Разговор оказался тяжелее, чем она предполагала. Он замолчал, собираясь с мыслями. Женщина видела, как ему тяжело, взяла за руку:

— Пойдем, потанцуем…

Он шел рядом и молчал. Она чувствовала, как подрагивают его пальцы в ее ладони. Подошли к танцующим парочкам. Настя нерешительно положила свои ладони ему на грудь, а когда он обнял ее в танце, тихо сказала прямо в ухо:

— Какой же ты дурачок! Да и я тоже не лучше. Когда тебя тетя Нина домой привезла, я хотела прийти и предложить взять меня в жены, но это было не по правилам. Я боялась, что ты снова оттолкнешь и не решилась…

Его руки при последних словах притиснули ее вплотную. Мужчина несколько раз как–то странно дернулся. Настя подняла глаза — Николаев плакал. Она предложила:

— Давай выйдем?

Все так же держа его за руку, протискивалась сквозь галдящую, смеющуюся толпу к выходу. На площадке лестничного пролета остановились. Настя оглянулась, вокруг никого не было. Подняла руку и стерла слезы с его щек. Отвернулась к окну. Долго глядела на улицу. Оба молчали. Наконец она повернулась и тихо сказала:

— Мы оба сделали ошибку. Если только это тебя угнетает, знай — я давно тебя простила. Мне было больно, но я поняла, что жизнь и такой бывает.

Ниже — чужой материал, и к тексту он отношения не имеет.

PR #1002, opened 2019-02-06
Support SSL URL parameters correctly for rediss protocol

pizzapanther:
If you use the `rediss://` protocol as recommended in Celery:
```
result_backend = 'rediss://:password@host:port/db?\
    ssl_cert_reqs=CERT_REQUIRED\
    &ssl_ca_certs=%2Fvar%2Fssl%2Fmyca.pem\                  # /var/ssl/myca.pem
    &ssl_certfile=%2Fvar%2Fssl%2Fredis-server-cert.pem\     # /var/ssl/redis-server-cert.pem
    &ssl_keyfile=%2Fvar%2Fssl%2Fprivate%2Fworker-key.pem'   # /var/ssl/private/worker-key.pem
```
http://docs.celeryproject.org/en/latest/userguide/configuration.html#configuring-the-backend-url

The URL does not get initialized with the correct SSL parameters.

I added some extra logic in the URL parser to extract SSL parameters and pass them through correctly.

### DIFF
--- a/kombu/utils/url.py
+++ b/kombu/utils/url.py
@@ -45,21 +45,20 @@ def parse_url(url):
     """Parse URL into mapping of components."""
     scheme, host, port, user, password, path, query = _parse_url(url)
     if query:
-        keys = list(query.keys())
+        keys = [key for key in query.keys() if key.startswith('ssl_')]
         for key in keys:
-            if key.startswith('ssl_'):
-                if key == 'ssl_cert_reqs':
-                    if ssl_available:
-                        query[key] = getattr(ssl, query[key])
-                    else:
-                        query[key] = None
-                        logger.warn('Defaulting to insecure SSL behaviour.')
+            if key == 'ssl_cert_reqs':
+                if ssl_available:
+                    query[key] = getattr(ssl, query[key])
+                else:
+                    query[key] = None
+                    logger.warn('Defaulting to insecure SSL behaviour.')
 
-                if 'ssl' not in query:
-                    query['ssl'] = {}
+            if 'ssl' not in query:
+                query['ssl'] = {}
 
-                query['ssl'][key] = query[key]
-                del query[key]
+            query['ssl'][key] = query[key]
+            del query[key]
 
     return dict(transport=scheme, hostname=host,
                 port=port, userid=user,
--- a/kombu/utils/url.py
+++ b/kombu/utils/url.py
@@ -15,10 +15,16 @@ try:
 except ImportError:
     from urllib import quote, unquote                  # noqa
     from urlparse import urlparse, parse_qsl    # noqa
+try:
+    import ssl
+    ssl_available = True
+except ImportError:  # pragma: no cover
+    ssl_available = False
 
 from kombu.five import bytes_if_py2, string_t
 
 from .compat import NamedTuple
+from ..log import get_logger
 
 safequote = partial(quote, safe=bytes_if_py2(''))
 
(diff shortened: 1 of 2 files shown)


kombu/utils/url.py
```diff
@@ -38,6 +44,24 @@ def parse_url(url):
     # type: (str) -> Dict
     """Parse URL into mapping of components."""
     scheme, host, port, user, password, path, query = _parse_url(url)
+    if query:
+        keys = list(query.keys())
```
thedrow: Why do we need to make a list out the keys?

kombu/utils/url.py
```diff
@@ -38,6 +44,24 @@ def parse_url(url):
...
+        for key in keys:
+            if key.startswith('ssl_'):
+                if key == 'ssl_cert_reqs':
+                    if ssl_available:
+                        query[key] = getattr(ssl, query[key])
+
```
thedrow: Please remove additional whitespace.

kombu/utils/url.py
```diff
@@ -38,6 +44,24 @@ def parse_url(url):
     # type: (str) -> Dict
     """Parse URL into mapping of components."""
     scheme, host, port, user, password, path, query = _parse_url(url)
+    if query:
+        keys = list(query.keys())
+        for key in keys:
+            if key.startswith('ssl_'):
```
thedrow: We could turn this into a generator comprehension.
The code will be clearer that way.

kombu/utils/url.py
```diff
@@ -38,6 +44,24 @@ def parse_url(url):
...
+                if key == 'ssl_cert_reqs':
```
thedrow: Why do we need a loop if we're only searching for this key?
We can simply check for it and pop before the loop.

kombu/utils/url.py
```diff
@@ -38,6 +44,24 @@ def parse_url(url):
...
+                    if ssl_available:
+                        query[key] = getattr(ssl, query[key])
+
+                    else:
+                        query[key] = None
+                        logger.warn('Defaulting to insecure SSL behaviour.')
+
+                if 'ssl' not in query:
```
thedrow: Why is this part of the loop?

kombu/utils/url.py
pizzapanther: In python 3 `.keys()` is a generator so if I don't make it a list then I'm iterating over the dictionary and modifying it at the same time (line 63) which would cause a warning and is dangerous activity.

kombu/utils/url.py
pizzapanther: interesting thought, i'll try it out and see how it looks

kombu/utils/url.py
pizzapanther: it is not one key but also `ssl_ca_certs`, `ssl_certfile`, and `ssl_keyfile`. This is here because `ssl_cert_reqs` is the only key that needs to be modified from a string to a `ssl.` constant.

kombu/utils/url.py
pizzapanther: on the first iteration of the loop `query['ssl']` may not exist. If it does not this initializes it.

thedrow: We could extract it from the loop and initialize the key if it doesn't exist.

pizzapanther: I didn't want to do that because then there will always be an `ssl` key in the return which could potentially overwrite kwargs passed in here: https://github.com/celery/kombu/blob/master/kombu/connection.py#L157-L171

Return from `parse_url` overrides those here: https://github.com/celery/kombu/blob/master/kombu/connection.py#L189-L193

I only want to override `ssl` if there is an ssl parameter in the URL. I forget where I saw it in Celery code but it stated query string parameters can override functions kwargs. Query strings are given the final say but if they are not there and we should initialize that in the return.

kombu/utils/url.py
pizzapanther: ok I added a list comprehension instead because that cuts down on an extra line, makes the code less nested, and still works around the pitfall of `.keys` being a generator.

pizzapanther:
OK I added testing for the no SSL branch of code and coverage looks better. I think everything else is addressed sufficiently?

pizzapanther:
@thedrow ping for re-review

Саша закурил, предложил сигарету ей:

— Ты куришь?

Она отрицательно покачала головой. Присела на подоконник и спросила:

— Чем ты занимаешься, если не секрет?

— Инженер–связист. А ты?

— Помощник оператора на киностудии.

Николаев удивился:

— Ничего себе! Не ожидал! — Задумчиво потушил сигарету и спросил: — Я могу тебя сегодня проводить?

Настя улыбнулась:

— Можешь, если хочешь! А сейчас пошли танцевать, чтобы не вызывать не нужного интереса.

Они вернулись в зал. Танцевали и смеялись. На сердце у обоих стало легче, хотя в душах царило смятение. Оказалось, что они оба ничего не забыли за это время. Натанцевавшись, всей компанией вернулись за столы, еще немного посидели и поговорили. До двенадцати ночи сидели в ресторане, а потом решили все вместе пройтись по центру города. Дождя не было и на улице стало тихо и тепло. С одной стороны Настю подхватил под руку Николаев, а со второй Северцев. Андрей хохотнул:

— Ох уж мне этот Николаев! Весь вечер от тебя ни на шаг не отходит. Поговорил сам, дай другим поболтать. Не тебе одному интересно, чем наша Настенька занимается. Тут Людка с Иркой мне сказали, что ты с кино связана. Правда?

— Правда.

— Тогда, может быть, ты проведешь у нас тематический вечер на тему «Как снимается кино»?

— А где это, «у вас»?

— В школьном трудовом лагере. Я ведь там методист–инструктор. Разные лекции читаю, а тут живой человек, который связан с кино. Ребята с ума сойдут от радости. Так что, согласна? Не надейся, не отстану. Ты меня знаешь.

Настя вздохнула:

— Знаю. Хорошо знаю. Ладно, будет тебе лекция! Завтра приходи к нам вечером, обсудим. Надеюсь, не забыл, где я живу?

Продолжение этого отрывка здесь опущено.